* _Entries shown_:
PR #47, opened 2020-01-03
KOGITO-652: Context for editors

jesuino:
Creates context for editors where they can retrieve the editor channel using `window.envelope.editorContext.channel` and the channel value is a String which currently has three possible values:

* ONLINE
* VSCODE
* GITHUB 

Also pass the content path when calling `setContent`.

Part of an ensemble:

https://github.com/kiegroup/appformer/pull/873
https://github.com/kiegroup/kie-wb-common/pull/3099

### DIFF
--- a/packages/core-api/src/core/ChannelType.ts
+++ b/packages/core-api/src/core/ChannelType.ts
@@ -5,7 +5,7 @@
  * you may not use this file except in compliance with the License.
  * You may obtain a copy of the License at
  *
- *       http://www.apache.org/licenses/LICENSE-2.0
+ *        http://www.apache.org/licenses/LICENSE-2.0
  *
  * Unless required by applicable law or agreed to in writing, software
  * distributed under the License is distributed on an "AS IS" BASIS,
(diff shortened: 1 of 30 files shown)


manstis (approved):

packages/core-api/src/core/ChannelType.ts
```diff
@@ -0,0 +1,21 @@
...
+ * distributed under the License is distributed on an "AS IS" BASIS,
+ * WITHOUT WARRANTIES OR CONDITIONS OF ANY KIND, either express or implied.
+ * See the License for the specific language governing permissions and
+ * limitations under the License.
+ */
+
+export enum ChannelType {
+    VSCODE = "VSCODE",
+    ONLINE = "ONLINE",
+    GITHUB = "GITHUB"
```
jomarko, line 20: Don't we need `DEFAULT` as we have in `appformer` part of the ensemble?

jomarko (commented):
Where is some test showing usage of the new path parameter please?

packages/core-api/src/core/ChannelType.ts
jesuino: In Kogito Tooling side we don't have default, we need to select a channel when starting the envelope

ederign (approved):

tiagobento (approved):

jomarko (approved):

PR #55, opened 2020-01-15
KOGITO-876: Fix issue when user was not logged in

tiagobento:


ederign (approved):

ederign:
Reproducible unlogged with the old version and fixed by this one. Thanks for the quick fix @tiagobento 
🔥

paulovmr (approved):

packages/chrome-extension/src/app/components/common/Main.tsx
```diff
@@ -37,6 +37,20 @@ export interface Globals {
...
+    <>
+      {githubApi.userIsLoggedIn() &&
+        ReactDOM.createPortal(
+          <KogitoMenu />,
+          kogitoMenuContainer(props.id, dependencies__.all.notificationIndicator()!.parentElement!)
+        )}
+    </>
+  );
+}
+
```
jomarko, line 53: As we implemented `useGithubApi` function thanks to adding `dependencies` into `GitHubContext` I think we should make `useGithubApi` more general, probably just returning `dependencies__.all.notificationIndicator()`. That would allow us remove importing `dependencies` from `Main` and rewrite this `KogitoMenuPortal` function as
```js
function KogitoMenuPortal(props: { id: string }) {
  const githubApi = useGitHubApi();

  return (
    <>
      {!!githubApi.generalUserIsLoggedIn() &&
        ReactDOM.createPortal(
          <KogitoMenu />,
          kogitoMenuContainer(props.id, githubApi.generalUserIsLoggedIn()!.parentElement!)
        )}
    </>
  );
}
```

WDYT?

jomarko (commented):
### Code review

packages/chrome-extension/src/app/components/common/Main.tsx
tiagobento: Thx for the review @jomarko. While your suggestion makes sense from a sort of "DRY" perspective, it unfortunately does not apply in this case. Explaining:

1. `GitHubContext` should provide a way for its consumers to know whether the user is logged in or not.
2. `Dependencies` holds functions which return references to DOM elements that are part of the GitHub UI. These elements are special to us since we use them to put our extension's components in place.
3. In this case, I'm using a DOM element from `Dependencies` to implement the `userIsLoggedIn` method on `GitHubContext`. Notice that I could've done it another way, but this one was stable and easy enough for me.
4. On `Main`, I'm using `Dependencies` to obtain a reference to a special DOM element, in this case, the `notificationIndicator`.
5. Implementing your suggestion would make `GitHubContext` the owner of a function that returns a reference to a special DOM element, and that actually _breaks_ encapsulation and separation of concerns, since that's `Dependencies` job.

jomarko: @tiagobento thank you for your explanation. I have to agree that making the `notificationIndicator` available in `GitHubContext` and reusing in `Main` would break principles of `encapsulation` and `single responsibility`.

However I still think more appropriate way would be create class with responsibility of getting reference to dom elements. That new class would be reused as in `GitHubContext` so in `Main` and we wouldn't repeat the code `dependencies__.all.notificationIndicator()`. I can imagine repeated code `dependencies__.all.notificationIndicator()` can be risky, if public github API will change (github developers decide to announce log in status differently). 

I will probably approve and not block this PR anymore, as there is nothing like perfect code, but would like to hear your opinion.

jomarko (approved):
@tiagobento thank you. I tried manually scenario described in [KOGITO-876](https://issues.redhat.com/browse/KOGITO-876) and it works. So approving.

However still would like to hear your opinion about my https://github.com/kiegroup/kogito-tooling/pull/55/files#r368844173 even if you have time to respond after merge.

tiagobento:
Thanks @jomarko! Yes, that's a good suggestion. Making the 'dependencies' methods into methods of a class is a good idea. Feel free to create a JIRA for it if you'd like, but I think this refactor will happen naturally in the near future.

PR #56, opened 2020-01-15
KOGITO-860: Add error alerts for when Online Editor fails to open a file URL

paulovmr:


tiagobento (approved):

ederign (approved):

packages/online-editor/src/index.tsx
```diff
@@ -38,21 +54,75 @@ if (urlParams.has("ext")) {
...
   );
 }
 
-if (!urlParams.has("ext") && !urlParams.has("file")) {
+function showResponseError(statusCode: number, description: string) {
   ReactDOM.render(
-    <App iframeTemplateRelativePath={"envelope/index.html"} file={EMPTY_FILE} readonly={false} external={false} />,
+    <div className={"kogito--alert-container"}>
+      <Alert
+        variant="danger"
```
jomarko: Can we replace "danger" with `{AlertVariant.danger}` ?

packages/online-editor/src/index.tsx
```diff
@@ -38,21 +54,75 @@ if (urlParams.has("ext")) {
...
+        title="An error happened while fetching your file"
+        action={<AlertActionLink onClick={goToHomePage}>Go to Home Page</AlertActionLink>}
+      >
+        <br />
+        <b>Error details: </b>
+        {statusCode}
+        {statusCode && description && " - "}
```
jomarko, line 95: Do we need to repeat `statusCode` twice? Once standalone and once in combination with `description`. I would expected the combination `statusCode` and `description` is enough. Do I miss something?

packages/online-editor/src/index.tsx
```diff
@@ -19,10 +19,26 @@ import * as ReactDOM from "react-dom";
...
 
 const urlParams = new URLSearchParams(window.location.search);
 
 if (urlParams.has("ext")) {
+  waitForEventWithFileData();
+} else if (urlParams.has("file")) {
+  openFileByUrl();
+} else {
+  openDefaultOnlineEditor();
+}
```
jomarko, line 32: I am sorry, as new member of team, could somehow provide three sample urls to check all three options?

jomarko (commented):
@paulovmr thank you for PR, some questions directly here and some also on [jira](https://issues.redhat.com/browse/KOGITO-860?focusedCommentId=13953114&page=com.atlassian.jira.plugin.system.issuetabpanels:comment-tabpanel#comment-13953114)

packages/online-editor/src/index.tsx
paulovmr: For the first condition, you have to use the button "Open in Online Editor" in GitHub with the Chrome extension installed. An URL similar to the following will be opened, and the page will wait for an browser event fired by the extension to fill the editor's content: `http://localhost:9001/?ext#/editor/dmn`.

For the second condition, here is an URL: `http://localhost:9001/?file=https://raw.githubusercontent.com/ederign/KieDora/master/Drawing%201-3.dmn#/editor/bpmn`.

For the third condition, any URL that has neither `file` or `ext` path params, like: `http://localhost:9001`.

packages/online-editor/src/index.tsx
paulovmr: Done

packages/online-editor/src/index.tsx
paulovmr: In line 95, `statusCode` and `description` are only conditions, that return `true` if they are defined. So " - " is only written if both are defined.

jomarko (approved):
thank you @paulovmr

PR #58, opened 2020-01-23
KOGITO-734: Remove scroll from pages on both Chrome and Safari

tiagobento:


paulovmr (approved):

manstis:
I thought you was only targeting Chrome?

If you're targeting Safari too; then surely we'd need to cover that permutation in the GWT editors?

tiagobento:
@manstis I thought Chrome and Safari shared the same 'target' on GWT compilation.. isn't that the case? If it's not, then I think we should have another permutation. cc @ederign @paulovmr

manstis:
@tiagobento Yeah my mistake.. looks like Chrome uses `safari` in it's User Agent.

ederign (approved):

jomarko (approved):
Works fine! Thank you @tiagobento

PR #242, opened 2022-06-03
pyston_lite: create cibuildwheel buildbot

undingen:
- the workflow needs to be manually started: https://docs.github.com/en/actions/managing-workflow-runs/manually-running-a-workflow
- enforces that the mac package is not available on 10.15 where pyston_lite currently crashes
- unfortunately we only have x86 CI machines so have to generate the remaining packages manually
- will only show up as workflow after it's merged
- works for linux amd64 too but I disabled it because otherwise we have two ways to build a package and `make package_jit` will also work on arm.
 
for macos arm64 I just manually run the steps in a terminal following the workflow file and created the wheel this way.

### DIFF
--- a/.github/workflows/build_pyston_lite_wheels.yml
+++ b/.github/workflows/build_pyston_lite_wheels.yml
@@ -1,0 +1,61 @@
+name: Build pyston_lite wheels
+
+on: [workflow_dispatch]
+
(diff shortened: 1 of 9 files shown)


kmod:
lgtm!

* _How to complete this task_: Would you filter the records and copy out each line containing "currently"?

* _Result of the task_:
Creates context for editors where they can retrieve the editor channel using `window.envelope.editorContext.channel` and the channel value is a String which currently has three possible values:
- enforces that the mac package is not available on 10.15 where pyston_lite currently crashes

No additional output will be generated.